Filipe não queria pensar no pastor. Teria de encarar o caso, mas  não estava com disposição. O tom irónico com que o pastor Franz Boagren., lhe explicara num inglês fluente, que não conhecia Emanuel de Sousa e lhe apresentara provas ida impossibilidade de estar em Portugal na altura do crime, sobretudo o seu sorrisinho, irritou-o. O comboio chegou à Estação Central de Frankfurt. Segurando a pequena mala com a muda de roupa e objectos de higiene, tomou o comboio suburbano que em poucos minutos o pôs no aeroporto.  Feito o check-in, enquanto esperava a chamada recordou o caso da Louca do Caldas. Era um caso que desvendara, mas que dera trabalho e motivara deambulações .

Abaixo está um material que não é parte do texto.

Issue #579, opened 2025-05-08
Performance improvements: Task Checklist


nelimee:
This is an evolving checklist of the different performance improvement opportunities in TQEC and the respective issues tracking it.

- [ ] #494 
- [ ] #482

Zhaoyilunnn:
https://github.com/tqec/tqec/issues/696 Maybe we should also add this issue in this checklist?

SMC17:
Contributes to #579 via topologiq PR tqec/topologiq#17

This work adds performance infrastructure to the topologiq component of the TQEC ecosystem:

**Performance Improvements:**
- **1.78x measured speedup** with A* pathfinding algorithm
- Statistically validated on complex quantum circuits
- Environment-based algorithm switching for research

**Performance Research Infrastructure:**
- Comprehensive benchmark framework with parametrized tests
- Statistical validation patterns (mean speedup + significance testing)
- Custom pytest markers for performance tests
- Reproducible benchmarks via forced parameters

**Research Enablement:**
- Algorithm comparison framework (BFS vs A*)
- Exploration tracking for algorithmic analysis
- Performance metrics collection patterns

These tools can serve as a model for performance optimization efforts in other TQEC components. The benchmark framework demonstrates how to:
1. Measure performance improvements rigorously
2. Validate statistical significance
3. Enable reproducible performance research
4. Integrate performance tests into CI/CD

Happy to discuss how these patterns might apply to other TQEC performance work!

purva-thakre:
making a note that we need to look into why the unit tests in `src/tqec/compile/compile_test.py` are extremely slow. If benchmarking tqec can help us find the bottleneck here, it will be great to further improve the performance of the tool. 

https://github.com/tqec/tqec/discussions/698

smburdick:
Can we add #823 as a subtask

PR #592, opened 2025-05-30
Executable examples and tutorials

purva-thakre:
To do:

- [x]  Ensure all gallery examples show plots
- [x] Add references section to the examples that use `refs.bib`
- [x] Add cache options to reduce docs build time: https://github.com/actions/cache?tab=readme-ov-file#restoring-and-saving-cache-using-a-single-action
- [x] Add `jupyter-sphinx` for tutorials
- [ ] Add an issue on how to update the user guide tutorials and gallery examples to the contributing guide

### DIFF
--- a/.github/workflows/gh-pages.yml
+++ b/.github/workflows/gh-pages.yml
@@ -36,9 +36,10 @@ jobs:
         id: cache-docs
         with:
           path: docs/_examples_database/
-          key: ${{ runner.os }}-docs_cache
+          key: docs_database_and_stim_results_cache
+          enableCrossOsArchive: true
       - name: Generate the documentation
-        if: steps.${{ runner.os }}-docs_cache.outputs.cache-hit != 'true'
+        if: steps.docs_database_and_stim_results_cache.outputs.cache-hit != 'true'
         run: |
           make html
         working-directory: docs/


docs/gallery/cnot.ipynb
```diff
@@ -1384,15 +1384,83 @@
...
-    "</details>\n",
+    "</details>"
+   ]
+  },
+  {
+   "cell_type": "code",
+   "execution_count": null,
+   "metadata": {
+    "tags": [
+     "\"hide-input\""
```
purva-thakre, line 1395: To do - this only works locally. Need to find a way to hide the code block in `nbsphinx` while also executing it. 

image

The code block above does not execute the code

docs/gallery/cnot.ipynb
```diff
@@ -1401,13 +1469,13 @@
...
     "\n",
-    "- Horsman, D., Fowler, A. G., Devitt, S., & Van Meter, R. (2012). Surface code quantum computing by lattice surgery. New Journal of Physics, 14(12), 123011."
+    ".. footbibliography::"
    ]
   }
  ],
  "metadata": {
   "kernelspec": {
-   "display_name": "Python 3 (ipykernel)",
+   "display_name": "tqec312",
```
purva-thakre, line 1478: Todo: revert this change. It is due to my local environment.

.github/workflows/gh-pages.yml
```diff
@@ -46,7 +46,7 @@ jobs:
           github_token: ${{ secrets.GITHUB_TOKEN }}
           publish_dir: ./docs/_build/html/
           destination_dir: ./pull/${{github.event.number}}/
-        continue-on-error: true
+        # continue-on-error: true
```
purva-thakre, line 49:
```suggestion
        continue-on-error: true
```
undo this

purva-thakre:
I still can't find the source for why the [code block in the examples gallery is not executed](https://tqec.github.io/tqec/pull/592/gallery/cnot.html#Example-Circuit), whereas the [`.rst` test is executed successfully.](https://tqec.github.io/tqec/pull/592/user_guide/cnot_test.html#example-circuit) 

I cannot tell if [`nbgallery`](https://github.com/nbgallery/nbgallery), `nbsphinx`, or `myset_parser` is the culprit. The latter two are added in `conf.py`, and the gallery page is built with the former. 

https://github.com/tqec/tqec/blob/8f2f79adf02cc3b71fae1849091e824311846f6a/docs/conf.py#L45-L50

https://github.com/tqec/tqec/blob/8f2f79adf02cc3b71fae1849091e824311846f6a/docs/gallery/index.rst?plain=1#L3-L8

nelimee:
> I still can't find the source for why the [code block in the examples gallery is not executed](https://tqec.github.io/tqec/pull/592/gallery/cnot.html#Example-Circuit), whereas the [`.rst` test is executed successfully.](https://tqec.github.io/tqec/pull/592/user_guide/cnot_test.html#example-circuit)

Isn't that because the notebook has some cells that are executed? The rule is the following:

- if a notebook has no executed cell, it is run by Sphinx,
- else, if at least one cell is marked as executed in the notebook, it is left as-is.

purva-thakre:
> else, if at least one cell is marked as executed in the notebook, it is left as-is.

Ooh. Thanks for this! I thought if at least one cell is unexecuted, then that one gets executed, but not the others that have an output.

docs/gallery/cnot.ipynb
```diff
@@ -1367,32 +203,25 @@
...
+    "        ax.set_ylabel(\"Logical Error Rate\")"
+   ]
+  },
+  {
+   "cell_type": "code",
+   "execution_count": null,
+   "metadata": {},
+   "outputs": [],
+   "source": [
+    "generate_graphs(Basis.Z)"
```
purva-thakre, line 318: To do: Hide the pymatching progress output from stim

https://tqec.github.io/tqec/pull/592/gallery/cnot.html#Example-Circuit

purva-thakre:
**Total docs build time with executable tutorials and gallery examples (without cache)** = 2h 21m 53s 

Worst build times are shown in the screenshot below:

image

I guess once the caching action is added, we should expect the first workflow run to take longer. Subsequent runs shouldn't as they would be relying on the cached data.

purva-thakre:
To do: Build warnings

image

Edit: Done ✅

.github/workflows/gh-pages.yml
```diff
@@ -28,6 +28,10 @@ jobs:
           python -m pip install --upgrade pip
           python -m pip install -r requirements.txt -r requirements-dev.txt
           python -m pip install '.[all]'
+      - uses: actions/cache@v4
+        with:
+          path: docs/_build
+          key: ${{ runner.os }}-sphinx
```
purva-thakre: At the first run, no cache was found. But according to [this page](https://docs.github.com/en/actions/writing-workflows/choosing-what-your-workflow-does/caching-dependencies-to-speed-up-workflows#using-the-cache-action), a new cache should be created if the job runs successfully. 

> On a cache miss, the action automatically creates a new cache if the job completes successfully

image

purva-thakre: A cache has been added:

image

Now, the question is how to use this to reduce the docs build time. https://docs.github.com/en/actions/writing-workflows/choosing-what-your-workflow-does/caching-dependencies-to-speed-up-workflows#using-the-output-of-the-cache-action

https://www.sphinx-doc.org/en/master/man/sphinx-build.html#cmdoption-sphinx-build-d

.github/workflows/gh-pages.yml
```diff
@@ -29,10 +29,12 @@ jobs:
...
+        id: cache-docs
         with:
           path: docs/_build
           key: ${{ runner.os }}-sphinx
-      - name: Generate the documentation
+      - if: ${{ steps.cache-docs.outputs.cache-hit != 'true' }}
+        name: Generate the documentation
         run: |
           cd docs/
           make html
```
purva-thakre: This is not working as intended. These two were skipped in the [latest run](https://github.com/tqec/tqec/actions/runs/15452216197/job/43496802675?pr=592)

image

.github/workflows/gh-pages.yml
```diff
@@ -28,7 +28,13 @@ jobs:
...
+      - uses: actions/cache@v4
+        id: cache-docs
+        with:
+          path: docs/_build
+          key: ${{ runner.os }}-sphinx
       - name: Generate the documentation
+        if: steps.${{ runner.os }}-sphinx.outputs.cache-hit != 'true'
         run: |
           cd docs/
           make html
```
purva-thakre: @nelimee Do you mind taking a quick look at the changes? [The cache was added successfully](https://github.com/tqec/tqec/actions/caches), but I can't seem to make sphinx use the cache. The latest build is about to [take > 2 hours](https://github.com/tqec/tqec/actions/runs/15452845946/job/43498873970?pr=592). 

Edit: Maybe it worked? I made an empty commit, and it took approximately [2 minutes](https://github.com/tqec/tqec/actions/runs/15453840775/job/43501988662). Perhaps the build was taking longer earlier because I had made changes to the workflow itself. 

image

Should we expect the docs build to take longer if we add a new example/tutorial or make changes to the existing documents? I made changes to the metadata of a jupyter notebook in https://github.com/tqec/tqec/pull/592/commits/b141ffa8fecbb60081fc57ce6bc528e36fa207ad, but it still took approx 1 min.

docs/gallery/cnot.ipynb
```diff
@@ -1401,13 +330,13 @@
...
     "\n",
-    "- Horsman, D., Fowler, A. G., Devitt, S., & Van Meter, R. (2012). Surface code quantum computing by lattice surgery. New Journal of Physics, 14(12), 123011."
+    ".. footbibliography::"
    ]
   }
  ],
  "metadata": {
   "kernelspec": {
-   "display_name": "Python 3 (ipykernel)",
+   "display_name": "tqec312",
```
purva-thakre:
```suggestion
   "display_name": "Python 3 (ipykernel)",
```

.github/workflows/gh-pages.yml
nelimee: From what I see in the CI action, you are caching the `docs` folder, so the documentation will never be updated and will only be retrieved from cache. So yes, the docs should take longer to build. Probably around 3 to 5 minutes with a database.

What you should do (in my opinion) is the following:

1. Use a database with a known path (setting `database_path` when generating quantum circuits),
2. Cache **only** the database with this known path.
3. You will likely need [restore/save actions](https://github.com/actions/cache?tab=readme-ov-file#using-a-combination-of-restore-and-save-actions) rather than a single cache action.

purva-thakre: Just to double-check, are you referring to this? Specifically, to the `to_file` and `from_file` methods. 

https://github.com/tqec/tqec/blob/d6f90192269b96651a62f5957b193308ff1bc2c5/src/tqec/compile/detectors/database.py#L191

nelimee: Yes, but you should not have to dig that much. Just setting `database_path` in 
https://github.com/tqec/tqec/blob/d6f90192269b96651a62f5957b193308ff1bc2c5/src/tqec/compile/graph.py#L453-L461
should be enough to generate the database there.

purva-thakre: But since the gallery simulation examples rely on `start_simulation_using_sinter`, `database_path` from the function you linked is the same as `save_resume_filepath`, right?

https://github.com/tqec/tqec/blob/fefc16849f6e773cea5f666da32b3cce32177f0f/src/tqec/simulation/simulation.py#L36

This function does not have a `database_path` option. 

Edit: I do not think they are the same. I just got some results from an example computation for `database_path`. Looks like we need to add an option for the database path in `start_simulation_using_sinter`.

BTW What format should the `database_path` file supposed to be?

docs/user_guide/detectors/detector_computation.ipynb
```diff
@@ -24,213 +24,9 @@
   },
   {
    "cell_type": "code",
-   "execution_count": 1,
```
purva-thakre, line 27: To do: This tutorial is out of date. 

image

image

image

image

purva-thakre: @nelimee Would it be preferable to move this tutorial to the `tqecd` repo? In https://github.com/tqec/tqec/pull/592/commits/90f253087bbebe568ece72aa75dcd257a0e1450d, I installed `tqecd` in the jupyter notebook. It ran locally without any issues. 

I noticed there isn't an examples gallery in the `tqecd` documentation. 

Edit: it looks like the same tutorial exists in the tqecd docs. So, do we want to keep this in the tqec docs too? https://tqec.github.io/tqecd/media/detectors/detector_finding_illustration.html

.github/workflows/gh-pages.yml
purva-thakre: Noticed an interesting issue with the plots, when I use `save_resume_filepath`, the same X-axis data point is plotted twice. 

Compare the [Z basis plots](https://tqec.github.io/tqec/pull/592/gallery/cnot.html#Z-Basis) for the CNOT gate to those of the [X basis plots](https://tqec.github.io/tqec/pull/592/gallery/cnot.html#X-Basis). I think the latter is using the saved data while the former is used to save the data. 

| Z-Basis      | X-Basis |
| ----------- | ----------- |
| image| image|

docs/user_guide/detectors/detector_computation.ipynb
nelimee: It can be removed from `tqec` docs, I agree.

.github/workflows/gh-pages.yml
nelimee: `database_path` is a path to a file that can have any extension (but I prefer `.pkl` as it is saved using `pickle`) and that is used at circuit generation time, **not** at simulation time. 

There are two steps there:

1. Generate the quantum circuit using `tqec`, that's where the `database_path` should matter,
2. Simulate the resulting `.stim` quantum circuit using `stim`, that's where the `save_resume_filepath` should matter.

In theory, `save_resume_filepath` saves results along with a hash of the quantum circuit that has been used to generate those results, so that is strange that both points are plotted. I am suspecting that it is rather an issue with how we plot, I will have a quick look.

nelimee: Seems like the code of `generate_graph` has not been updated in [the documentation](https://tqec.github.io/tqec/pull/592/gallery/cnot.html#Z-Basis): 
image

nelimee: I forgot how `start_simulation_using_sinter` was working, and in particular that it was taking a `BlockGraph` in. Then yes, you are right, the database_path argument should be added.

nelimee: I cannot replicate that locally: I get an error from `sinter` when trying to execute the cell. Do you have it too?

purva-thakre: > Seems like the code of generate_graph has not been updated in [the documentation](https://tqec.github.io/tqec/pull/592/gallery/cnot.html#Z-Basis)

It is not for the code block that a user will have to collapse. There is a hidden code block right below this to get the results. Scroll to the bottom https://github.com/tqec/tqec/blob/e505dc0ab358b2660162e5e8a9a7d7d52d817fd6/docs/gallery/cnot.ipynb

nelimee: Yes, I have seen the executed code block, hence my "not updated" comment. 

Will have a deeper look on Monday.

purva-thakre: Ah, gotcha. I was a bit confused when I read that line and the next comment, where you get an error from sinter. I do not get any error locally. I see the graphs as described in the table in my previous comment. 

I plan to update the code block the user will have to collapse after I have figured out how to reduce the docs build time etc.

purva-thakre:
@nelimee Do I need to unpack the saved database as a `DetectorDatabase`, or `only_use_database` is supposed to do this?

.github/workflows/gh-pages.yml
nelimee: Yes I do have an error when executing the notebook, but that is using a fresh environment, so brand new versions for everything, that might be the issue.

purva-thakre:
@nelimee Realistically, how much time should the simulation take with the `database_path` option? I tried this locally, but I do not see a major change. The database is saved with the first run for the 3 CNOTs simulation example. It utilizes & saves it to the path I provided. I expected the second run to use the database from the first run... 

I think `save_resume_filepath` works much better than `database_path` in terms of the time taken by the simulation, based on what I have noticed locally. 

I added the option directly in `start_simulation_using_sinter` as it relies on `generate_sinter_tasks`, which has the `database_path` option. You can see the changes in https://github.com/tqec/tqec/pull/592/commits/c7795ce963a3e1787ade16f4fcb00ed9aa486a82 

https://github.com/tqec/tqec/blob/16f26d633969935e3de8123b6f191680a9e1c57e/src/tqec/simulation/generation.py#L104

.github/workflows/gh-pages.yml
```diff
@@ -32,7 +32,13 @@ jobs:
           python -m pip install --upgrade pip
           python -m pip install -r requirements.txt -r requirements-dev.txt
           python -m pip install '.[all]'
+      - uses: actions/cache@v4
+        id: cache-docs
+        with:
+          path: docs/_examples_database/
+          key: ${{ runner.os }}-sphinx
```
purva-thakre: to do: need to add `restore` and `save` actions 

https://github.com/actions/cache?tab=readme-ov-file#using-a-combination-of-restore-and-save-actions

docs/gallery/steane_encoding.ipynb
```diff
@@ -883,22 +179,103 @@
...
+    "#### X Basis"
+   ]
+  },
+  {
+   "cell_type": "code",
+   "execution_count": null,
+   "metadata": {},
+   "outputs": [],
+   "source": [
+    "generate_graphs(Basis.X)"
```
purva-thakre, line 287: This code block led to a build error. https://tqec.github.io/tqec/pull/592/gallery/steane_encoding.html#X-Basis

I think this might be related to the wonky X basis graphs for the other examples...

nelimee:
> @nelimee Realistically, how much time should the simulation take with the `database_path` option? I tried this locally, but I do not see a major change. The database is saved with the first run for the 3 CNOTs simulation example. It utilizes & saves it to the path I provided. I expected the second run to use the database from the first run...
> 
> I think `save_resume_filepath` works much better than `database_path` in terms of the time taken by the simulation, based on what I have noticed locally.
> 
> I added the option directly in `start_simulation_using_sinter` as it relies on `generate_sinter_tasks`, which has the `database_path` option. You can see the changes in [c7795ce](https://github.com/tqec/tqec/commit/c7795ce963a3e1787ade16f4fcb00ed9aa486a82)
> 
> https://github.com/tqec/tqec/blob/16f26d633969935e3de8123b6f191680a9e1c57e/src/tqec/simulation/generation.py#L104

So in theory, both options can be used together. The `database_path` will be used to speed-up circuit generation, and the `save_resume_filepath` for circuit simulation.

With both options set, and considering that GitHub runners are a little under-powered, I think that we should be able to get everything in less than 2 minutes of computation. But that is just an estimation. 5 minutes would be acceptable. And if its more, we can start looking at the CI, for example to only generate the documentation when explicitly asked for. 

If you want, I can have a look at the performance of CI on monday. 

As a guideline, on my computer, executing the CNOT notebook for the first time (with database and stats not saved) is done in ~17 minutes (mostly due to simulation) and the plots already look abnormal (meaning that we will have to fix this eventually). The second run (so with database and stats already saved) takes ~17 seconds for the Z-basis run, but strangely re-do some simulations for the X-basis run. The Z-basis run is approximately what I would expect, so let's say from 1 to 2 minutes to execute the whole CNOT notebook seems reasonable.

purva-thakre:
> The second run (so with database and stats already saved) takes ~17 seconds for the Z-basis run, but **strangely re-do some simulations for the X-basis run.**

Yes, I have noticed this too.

purva-thakre:
Just tested an empty commit. Managed to shave off 40 mins from the build time. Yesterday, the build took 2h and 19 mins to save the stats and database. Today, the build took ~> 45 mins so far~ 1h 39m 22s . Something else during the simulation process is taking more time. Perhaps related to #579?

Most of the time is/was taken up by the Steane encoding example. Maybe, we could keep this jupyter notebook with executed outputs to reduce the build time. Without it, the build should take approximately 20 - 30 mins. 

If we want to further reduce the time, I think it might be better to cache the entire docs build. It probably works similarly to `make html` locally, where only the new example is executed, and the rest remains the same. We could add a workflow that automates the process of cleaning & restoring the docs cache on a regular basis. This is similar to Adrien's idea of only running the docs when we need to.

nelimee:
I'm having a look at this PR.

First, the issue about multiple points being plotted. That's normal, because we just "dumbly" iterate over all the statistics gathered, without filtering. The best solution in my opinion would be to have a statistic file for each run. For example:

```py

def generate_graphs(support_observable_basis: Basis) -> None:
    block_graph = cnot(support_observable_basis)
    zx_graph = block_graph.to_zx_graph()

    correlation_surfaces = block_graph.find_correlation_surfaces()

    stats = start_simulation_using_sinter(
        block_graph,
        range(1, 4),
        list(numpy.logspace(-4, -1, 10)),
        NoiseModel.uniform_depolarizing,
        manhattan_radius=2,
        num_workers=25,
        max_shots=1_000_000,
        max_errors=5_000,
        decoders=["pymatching"],
        # CHANGES BELOW
        save_resume_filepath=Path(f"../_examples_database/cnot_stats_{basis.value}.csv"),
        database_path=Path("../_examples_database/database.pkl"),
    )

    for i, stat in enumerate(stats):
        fig, ax = plt.subplots()
        sinter.plot_error_rate(
            ax=ax,
            stats=stat,
            x_func=lambda stat: stat.json_metadata["p"],
            group_func=lambda stat: stat.json_metadata["d"],
        )
        plot_observable_as_inset(ax, zx_graph, correlation_surfaces[i])
        ax.grid(axis="both")
        ax.legend()
        ax.loglog()
        ax.set_title("Logical CNOT Error Rate")
        ax.set_xlabel("Physical Error Rate")
        ax.set_ylabel("Logical Error Rate")
```

The above seem to also fix the issue with `X`-basis statistics being re-computed.

Then, for performance purposes, it is better to not create too much processes. The number of workers `num_workers` should be rather set to `multiprocessing.cpu_count` rather than a fixed `20` that is way too much for a GitHub runner.

Then, the `DetectorDatabase` instance should be unconditionally valid. There is no need to use different databases for different computations, you can use the same database for each one.

Finally, it might be worth reducing the number of shots we take in the documentation. Maybe using a million shots is enough?

For reference, on my computer (32 cores, so when 20 workers are used, that means that all workers are executing in parallel):

- 10M shots, 20 cores, 1st run: 20m45s
- 10M shots, 20 cores, 2nd run: 13m49s (for a reason I ignore, steane and 3-cnot re-did the `stim` simulations)

purva-thakre:
> First, the issue about multiple points being plotted. That's normal, because we just "dumbly" iterate over all the statistics gathered, without filtering.

Thanks for this. I figured the issue was some issue of 'dumbly' iterating. But I thought it would be with `start_simulation_using_sinter` or `plot_observable_as_inset` and not about filtering the stats. 

> The above seem to also fix the issue with X-basis statistics being re-computed.

Why does filtering fix this issue? I couldn't understand why the stats were recomputed for the second basis except maybe the file was being replaced with the stats of the second basis?

purva-thakre:
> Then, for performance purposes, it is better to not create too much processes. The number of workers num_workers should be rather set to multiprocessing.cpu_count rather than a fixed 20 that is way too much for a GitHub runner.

Filipe fora encontrar-se com um cliente no bar Bora-Bora, ao cimo da Madalena. Num envelope, levara-lhe as fotografias da esposa a entrar na Pensão Zambézia e a sair quase duas horas depois acompanhada pelo guarda-livros da empresa familiar. Interrogara discretamente o dono e soubera que os encontros se faziam regularmente. Quarto com a utilização normal. Era gritona, a senhora. Provocava alvoroço por toda a pensão. Pormenores como este Filipe não os colocava no relatório. Tentava dourar a pílula.  Quando vira as fotos e lendo o relatório, o homem, desfizera-se em lágrimas. As provas permitiam-lhe um divórcio em condições favoráveis, como desejava – mas a sua auto-estima ficara a zeros. Passara-lhe um generoso cheque. Acompanhou o cliente até ao carro. Recusou a boleia e resolveu ir até ao escritório, guardar o cheque no cofre. Desceu a Madalena, pois o escritório ficava na Rua dos Correeiros. Foi quando no cruzamento com as escadinhas de Santa Justa, à porta da Polux. viu a Laura.

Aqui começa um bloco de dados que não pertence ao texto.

PR #593, opened 2025-05-30
Add option to show lines missing unit test coverage

purva-thakre:
This PR adds the option to show which lines are not covered by unit tests. I noticed two modules are missing proper unit test coverage, but there wasn't enough information. 

image

This PR adds the option to show such lines. 

https://github.com/tqec/tqec/actions/runs/15336433395/job/43154562414?pr=593#step:6:167

### DIFF
--- a/pyproject.toml
+++ b/pyproject.toml
@@ -137,7 +137,7 @@ module = ["tqec.interop.pyzx.*"]
 disallow_untyped_calls = false
 
 [tool.coverage.run]
-omit = ["*/*_test.py"]
+omit = ["*/*_test.py", "*/simulation/plotting/*"]
 
 [tool.coverage.report]
 exclude_also = [
--- a/pyproject.toml
+++ b/pyproject.toml
@@ -137,7 +137,7 @@ module = ["tqec.interop.pyzx.*"]
 disallow_untyped_calls = false
 
 [tool.coverage.run]
-omit = ["*/*_test.py", "*/simulation/plotting/*"]
+omit = ["*/*_test.py", "*/simulation/*"]
 
 [tool.coverage.report]
 exclude_also = [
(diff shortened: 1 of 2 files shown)


nelimee (approved):

purva-thakre:
@nelimee Any other submodules I need to ignore from the coverage report?

nelimee:
> @nelimee Any other submodules I need to ignore from the coverage report? Would it be preferable to ignore the entire `simulation` module?

I do not understand why tqec.simulation is still reported at 27% although we omitted tqec.simulation.plotting. The simulation module might probably be omitted entirely yes.

purva-thakre:
> I do not understand why tqec.simulation is still reported at 27% although we omitted tqec.simulation.plotting. 

Probably related to the options of the workflow that adds the PR comment. 
https://github.com/tqec/tqec/actions/runs/15355154990/job/43212513900?pr=593#step:8:3

image

pyproject.toml
```diff
@@ -137,7 +137,7 @@ module = ["tqec.interop.pyzx.*"]
 disallow_untyped_calls = false
 
 [tool.coverage.run]
-omit = ["*/*_test.py"]
+omit = ["*/*_test.py", "*/simulation/plotting/*"]
```
purva-thakre, line 140:
```suggestion
omit = ["*/*_test.py", "*/simulation/*"]
```

nelimee:
> Not sure why this workflow is failing on main. https://github.com/tqec/tqec/actions/runs/15364967186/job/43243897140
> 
> image

I could not find an obvious fix for that, could you open an issue? 

The problem lies with `python-sat` failing to build. First, it seems like a cache got invalidated, which requires all packages to be rebuilt. Then, when building `python-sat`, a UNIX-only header file is missing and plenty of message related to windows subsystem for linux are printed. I wonder if the build process is not done through WSL without the base headers.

Laura, prostituta conhecida na zona da Betesga, era uma informadora frequente de Filipe. Era útil, pois estava sempre ao corrente dos mexericos. Estava estendida no passeio, moribunda,. Uma faca de cozinha cravada no peito prejudicava-lhe seriamente a respiração. Um pequeno grupo de colegas de trabalho, alguns transeuntes rodeavam-na. Filipe chegou -.se junto da rapariga.  disse – não mexam em nada! Os curiosos deram um passo atrás. A rapariga estava nas últimas e Filipe ajoelhou-se junto dela enquanto a ambulância do INEM travava junto do grupo. Antes do pessoal paramédico chegar conseguiu perguntar. – Quem foi? «. Louca… Caldas» – gorgolejou.

Morreu entre o Poço do Borratém e o Martim Moniz

Na manhã seguinte, trocando impressões com Marília, repetiram vezes sem conta as duas palavras. Até que Filipe deu um palmada na testa: Não é Louca das Caldas… – riu-se – É óbvio  louça das Caldas! – Louça das Caldas? – Marília corou – Daquela?…Filipe não deu pela perturbação da secretária,  « Sim… algum comerciante de Louça das Caldas. E munido com um retrato da rapariga assassinada partiu na manhã seguinte para as Caldas.

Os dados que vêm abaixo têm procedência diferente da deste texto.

Issue #482, opened 2025-02-21
Support parallel execution when generating stim circuits


Zhaoyilunnn:
**Is your feature request related to a problem? Please describe.**
Hi Team, thanks for the great work. I was building a similar tool to translate lattice surgery to stim circuit util I found this awesome project. I am very interested in this project and I found its design philosophy insightful and scalable. Thus I wish to contribute to this project instead of buiding my own.
Currently I am catching up all previous recordings and walking through the code base and would like to contribute to resolve more issues in the future. 
Before I could start working on some functional enhancement, I found a performance issue, that is, it time consuming to translate a CNOT to stim circuit. 
After profiling the performance bottleneck corresponds to `_inplace_add_detectors_to_circuits` which iteratively process circuit one by one.
Thus I wonder if we could accelerate this procedure via parallel processing.
I am not sure whether it is appropriate to consider performance issue at this stage of the project, If possible, I could open a PR to enhance this performance.

**Describe the solution you'd like**
Use sth like `joblib` to leverage multiprocessing to accelerate this

I did a simple perf comparison using the following script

Passou dois dias a percorrer os estabelecimentos das Caldas, onde mostrava o retrato da Laura, ninguém conhecia. Foi comprando cavacas e os típicos  bibelôs locais de várias capacidades – o de cinco litros, deixou-o discretamente junto de um contentor de lixo. A secretária ligou-lhe pelo telemóvel com uma nova pista. Na véspera do crime, a Laura fora vista no Elefante Branco com uma maluca de cabelos compridos e nariz adunco que dava umas gargalhadas estranhas. E timidamente sugeriu se a Laura não teria querido dizer a Louca  e não Louça. Marlove nunca dava razão à Marília – se começasse a ter razão, tinha de lhe aumentar o ordenado. Por acaso, Marília acertara…  o assassino era um travesti conhecido por a  Louca do Caldas. Punha uma cabeleira e andava no engate, fazendo concorrência às profissionais. Laura fizera chantagem com a Louca e esta resolvera a questão, silenciando-a.. Quando, na esplanada da Duque de Loulé, explicou tudo ao inspector Pais este, depois de ter pelo telemóvel, mandado uma brigada prender o travesti, passou os dedos pelos bigodes e comentou: «Estrordinário!» Estes contributos que Marlove dava para a investigação judiciária e com os quais nada ganhava, eram a forma de poder exercer a sua actividade remunerada. O inspector Pais chamava-lhe «o imposto de palhota!». E arranjava-lhe clientes que pagavam bem, como no caso do pastor alemão. A útil cooperação com PJ  começara com o caso do Oliveira. O Oliveira do hospital. Pelos altifalantes ouviu a chamada para a sala de embarque.